▶ **Material to process**:
----------

PR #733, opened 2021-04-27
chore: introduce code formatter and style

chen-keinan:

### What this does
Introduce code formatter and style


.circleci/config.yml
```diff
@@ -767,6 +767,44 @@ jobs:
                 name: Notify Slack on failure
                 when: on_fail
         working_directory: ~/kubernetes-monitor
+    lint:
```
ivanstanev, line 770: We use the `circleci` binary to pack the configuration into this file. The CircleCI config is split into several files and then combined into this one as noted in the README: https://github.com/snyk/kubernetes-monitor/tree/staging/.circleci Could you also ensure the changes are added outside of this file and then the config.yml is generated?

.circleci/config.yml
```diff
@@ -985,6 +1022,18 @@ workflows:
                         ignore:
                             - staging
                             - master
+            - lint:
```
ivanstanev, line 1025: Should we run both linting and code_formatting on MERGE_TO_STAGING too?

package-lock.json
```diff
@@ -1,7 +1,14120 @@
 {
   "name": "@snyk/kubernetes-monitor",
+  "lockfileVersion": 2,
```
ivanstanev, line 3: I think you're running `npm` version 7 which most of us don't use yet, could you ensure we're still running version 6? I think most of our repos are not yet ready for version 7, even though it looks like `snyk-monitor` passed the tests so it will likely be OK!

ivanstanev (commented):
Great change 👏

.circleci/config.yml
chen-keinan: sure why not , should be align with unit test

ivanstanev (approved):

PR #742, opened 2021-05-01
fix: fixes #739 set securityContext.fsGroup at pod level

### LINKED ISSUE #739: snyk monitor unable to pull images when using PVC due to permission issues
This might be related to #697 but using PVC (created by snyk monitor helm chart), I came across issue where snyk monitor was not able to write to` /var/tmp`. Not sure why but even with permissions set by init container it won't allow a a container running as non root to write to it. I think PVC mount perms work differently.

So I solved this is by setting fsgroup on pod level which worked i.e.

```
securityContext:
        fsGroup: 2000
```

And I also removed init container as with this context we don't need it anymore. I don't understand what was the need for this container in the first place if we could use `fsgroup`
I have not tested it with non-pvc volume but I think it should work.

jmickey:
Instead of using an `initContainer` we instad set the `fsGroup` within the pod `securityContext`. Kubernetes will **create** this supplimentary group and assign it to all processes running within the pod.

Fixes #739

### DIFF
--- a/snyk-monitor/templates/deployment.yaml
+++ b/snyk-monitor/templates/deployment.yaml
@@ -18,23 +18,10 @@ spec:
         app.kubernetes.io/name: {{ include "snyk-monitor.name" . }}
         app.kubernetes.io/instance: {{ .Release.Name }}
     spec:
+      securityContext:
+        fsGroup: 2000
       serviceAccountName: {{ include "snyk-monitor.name" . }}
       restartPolicy: Always
-      initContainers:
-        - name: volume-permissions
-          image: "{{ .Values.initContainerImage.repository }}:{{ .Values.initContainerImage.tag }}"
-          command : ['sh', '-c', 'chmod -R go+rwX /var/tmp || true']
-          volumeMounts:
-            - name: temporary-storage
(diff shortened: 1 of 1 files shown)


snyk-monitor/templates/deployment.yaml
```diff
@@ -18,23 +18,10 @@ spec:
         app.kubernetes.io/name: {{ include "snyk-monitor.name" . }}
         app.kubernetes.io/instance: {{ .Release.Name }}
     spec:
+      securityContext:
+        fsGroup: 2000
```
ivanstanev, line 22: Unfortunately I don't think this works on OpenShift, the group IDs are randomly allocated per namespace and they're some really high numbers (in the millions). We should have a look into OS's documentation regarding these 🤔

jmickey: The group doesn't have to exist for this to work. Kubernetes actually creates the `fsGroup` when the pod starts and assigns it as a supplimentary group to all running processes. The groupIds that OS generates won't matter.

rumi-spock (approved):
This works on our eks deployment.

ivanstanev (approved):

----------

Retype the whole of the material word for word.

PR #733, opened 2021-04-27
chore: introduce code formatter and style

chen-keinan:

### What this does
Introduce code formatter and style


.circleci/config.yml
```diff
@@ -767,6 +767,44 @@ jobs:
                 name: Notify Slack on failure
                 when: on_fail
         working_directory: ~/kubernetes-monitor
+    lint:
```
ivanstanev, line 770: We use the `circleci` binary to pack the configuration into this file. The CircleCI config is split into several files and then combined into this one as noted in the README: https://github.com/snyk/kubernetes-monitor/tree/staging/.circleci Could you also ensure the changes are added outside of this file and then the config.yml is generated?

.circleci/config.yml
```diff
@@ -985,6 +1022,18 @@ workflows:
                         ignore:
                             - staging
                             - master
+            - lint:
```
ivanstanev, line 1025: Should we run both linting and code_formatting on MERGE_TO_STAGING too?

package-lock.json
```diff
@@ -1,7 +1,14120 @@
 {
   "name": "@snyk/kubernetes-monitor",
+  "lockfileVersion": 2,
```
ivanstanev, line 3: I think you're running `npm` version 7 which most of us don't use yet, could you ensure we're still running version 6? I think most of our repos are not yet ready for version 7, even though it looks like `snyk-monitor` passed the tests so it will likely be OK!

ivanstanev (commented):
Great change 👏

.circleci/config.yml
chen-keinan: sure why not , should be align with unit test

ivanstanev (approved):

PR #742, opened 2021-05-01
fix: fixes #739 set securityContext.fsGroup at pod level

### LINKED ISSUE #739: snyk monitor unable to pull images when using PVC due to permission issues
This might be related to #697 but using PVC (created by snyk monitor helm chart), I came across issue where snyk monitor was not able to write to` /var/tmp`. Not sure why but even with permissions set by init container it won't allow a a container running as non root to write to it. I think PVC mount perms work differently.

So I solved this is by setting fsgroup on pod level which worked i.e.

```
securityContext:
        fsGroup: 2000
```

And I also removed init container as with this context we don't need it anymore. I don't understand what was the need for this container in the first place if we could use `fsgroup`
I have not tested it with non-pvc volume but I think it should work.

jmickey:
Instead of using an `initContainer` we instad set the `fsGroup` within the pod `securityContext`. Kubernetes will **create** this supplimentary group and assign it to all processes running within the pod.

Fixes #739

### DIFF
--- a/snyk-monitor/templates/deployment.yaml
+++ b/snyk-monitor/templates/deployment.yaml
@@ -18,23 +18,10 @@ spec:
         app.kubernetes.io/name: {{ include "snyk-monitor.name" . }}
         app.kubernetes.io/instance: {{ .Release.Name }}
     spec:
+      securityContext:
+        fsGroup: 2000
       serviceAccountName: {{ include "snyk-monitor.name" . }}
       restartPolicy: Always
-      initContainers:
-        - name: volume-permissions
-          image: "{{ .Values.initContainerImage.repository }}:{{ .Values.initContainerImage.tag }}"
-          command : ['sh', '-c', 'chmod -R go+rwX /var/tmp || true']
-          volumeMounts:
-            - name: temporary-storage
(diff shortened: 1 of 1 files shown)


snyk-monitor/templates/deployment.yaml
```diff
@@ -18,23 +18,10 @@ spec:
         app.kubernetes.io/name: {{ include "snyk-monitor.name" . }}
         app.kubernetes.io/instance: {{ .Release.Name }}
     spec:
+      securityContext:
+        fsGroup: 2000
```
ivanstanev, line 22: Unfortunately I don't think this works on OpenShift, the group IDs are randomly allocated per namespace and they're some really high numbers (in the millions). We should have a look into OS's documentation regarding these 🤔

jmickey: The group doesn't have to exist for this to work. Kubernetes actually creates the `fsGroup` when the pod starts and assigns it as a supplimentary group to all running processes. The groupIds that OS generates won't matter.

rumi-spock (approved):
This works on our eks deployment.

ivanstanev (approved):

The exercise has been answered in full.